*REQUIRED WORK*:
Start at the top line and retype the data exactly through to the end.

(Saved data entries)
..............................
PR #286, opened 2020-06-13
stub out gprof so that it doesn't interfere with hpcrun

jmellorcrummey:


jmellorcrummey:
@scottkwarren this patch eliminates the SEGV for the the picsarlite test on ppc64le. hpcrun data collection run now completes normally.

mwkrentel:
Funny, I can't get fib + gprof + hpcrun master to fail, not on ppc64le
(llnl.cs), not on x86_64, not REALTIME, not ITIMER, not segfault, not
deadlock, not even generate bad unwinds.

So, I'm not really sure what to do.  I can't tell if I'm missing
something or if you have something misconfigured.  That's part of why
I want to understand the mechanism of how it fails.

The current patch breaks the static case with multiple definitions of
__monstartup() and _mcleanup(), when compiled with -pg.

There are two ways to fix that.  One is to use the __wrap names like I
did with select and poll.  (You also need to add the names to the wrap
list in hpclink.)

The other is to have the hpclink script scan for the -pg option and
issue a warning or error, like we do with darshan.

jmellorcrummey:
> Funny, I can't get fib + gprof + hpcrun master to fail, not on ppc64le
> (llnl.cs), not on x86_64, not REALTIME, not ITIMER, not segfault, not
> deadlock, not even generate bad unwinds.

did you try https://github.com/hpctoolkit-tests/applications/fib-pg? This failed for me with master


> The current patch breaks the static case with multiple definitions of
> __monstartup() and _mcleanup(), when compiled with -pg.

I added a wrapper for _mcount as well and the stubs now support the static case as well

mwkrentel:
Ok, I can reproduce the problem with the fib-pg-bar test which uses
two files and a separate .so file.  It doesn't happen with the simple,
1-file fib.c.  So that says that there's something about a separate
function or a separate library that's an element of the conflict.

Also, it happens on ppc64le but not x86_64, and that's also currently
a mystery.

Anyway, the static case still doesn't work.  It needs to be --wrap to
be technically correct, anything else may (and should) fail.  This
seems to work or powerpc, but not on x86.  Not sure why, maybe weak
symbols or order on the link line.  On x86_64 I get:

```
$ ./hpclink  gcc  -g  -O  -static  -pg  fib.c  
hpclink: preliminary link 1 ...
hpclink: unable to link

/usr/lib/gcc/x86_64-redhat-linux/7/../../../../lib64/libc.a(_mcount.o):
In function `_mcount':
(.text+0x0): multiple definition of `_mcount'
```

It's quite easy, I could fix this for you, if you like.  :-)

mwkrentel:
Thinking about this a bit more, mcount() is too common a name to
unconditionally override.  Too easy for an app to use mcount() as a
function having no idea about gprof.  Maybe even the same for
_mcount().

If we really needed to override mcount() and _mcount(), it would have
to be an option for both hpcrun and hpclink.  I'd rather just tell
people, "don't use hpctoolkit and gprof at the same time."

jmellorcrummey:
We can use gotcha rather than LD_PRELOAD controlled by an option --ignore-pg

We can use the same option on hpclink

mwkrentel:
Alternate patch merged into develop in f6259b7d1eac on 2020-06-19.

Add option --disable-gprof to hpcrun and hpclink to override the gprof
functions and turn them into no-ops: __monstartup, _mcleanup, mcount
and _mcount.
..............................
*REPLY*:
PR #286, opened 2020-06-13
stub out gprof so that it doesn't interfere with hpcrun

jmellorcrummey:


jmellorcrummey:
@scottkwarren this patch eliminates the SEGV for the the picsarlite test on ppc64le. hpcrun data collection run now completes normally.

mwkrentel:
Funny, I can't get fib + gprof + hpcrun master to fail, not on ppc64le
(llnl.cs), not on x86_64, not REALTIME, not ITIMER, not segfault, not
deadlock, not even generate bad unwinds.

So, I'm not really sure what to do.  I can't tell if I'm missing
something or if you have something misconfigured.  That's part of why
I want to understand the mechanism of how it fails.

The current patch breaks the static case with multiple definitions of
__monstartup() and _mcleanup(), when compiled with -pg.

There are two ways to fix that.  One is to use the __wrap names like I
did with select and poll.  (You also need to add the names to the wrap
list in hpclink.)

The other is to have the hpclink script scan for the -pg option and
issue a warning or error, like we do with darshan.

jmellorcrummey:
> Funny, I can't get fib + gprof + hpcrun master to fail, not on ppc64le
> (llnl.cs), not on x86_64, not REALTIME, not ITIMER, not segfault, not
> deadlock, not even generate bad unwinds.

did you try https://github.com/hpctoolkit-tests/applications/fib-pg? This failed for me with master


> The current patch breaks the static case with multiple definitions of
> __monstartup() and _mcleanup(), when compiled with -pg.

I added a wrapper for _mcount as well and the stubs now support the static case as well

mwkrentel:
Ok, I can reproduce the problem with the fib-pg-bar test which uses
two files and a separate .so file.  It doesn't happen with the simple,
1-file fib.c.  So that says that there's something about a separate
function or a separate library that's an element of the conflict.

Also, it happens on ppc64le but not x86_64, and that's also currently
a mystery.

Anyway, the static case still doesn't work.  It needs to be --wrap to
be technically correct, anything else may (and should) fail.  This
seems to work or powerpc, but not on x86.  Not sure why, maybe weak
symbols or order on the link line.  On x86_64 I get:

```
$ ./hpclink  gcc  -g  -O  -static  -pg  fib.c  
hpclink: preliminary link 1 ...
hpclink: unable to link

/usr/lib/gcc/x86_64-redhat-linux/7/../../../../lib64/libc.a(_mcount.o):
In function `_mcount':
(.text+0x0): multiple definition of `_mcount'
```

It's quite easy, I could fix this for you, if you like.  :-)

mwkrentel:
Thinking about this a bit more, mcount() is too common a name to
unconditionally override.  Too easy for an app to use mcount() as a
function having no idea about gprof.  Maybe even the same for
_mcount().

If we really needed to override mcount() and _mcount(), it would have
to be an option for both hpcrun and hpclink.  I'd rather just tell
people, "don't use hpctoolkit and gprof at the same time."

jmellorcrummey:
We can use gotcha rather than LD_PRELOAD controlled by an option --ignore-pg

We can use the same option on hpclink

mwkrentel:
Alternate patch merged into develop in f6259b7d1eac on 2020-06-19.

Add option --disable-gprof to hpcrun and hpclink to override the gprof
functions and turn them into no-ops: __monstartup, _mcleanup, mcount
and _mcount.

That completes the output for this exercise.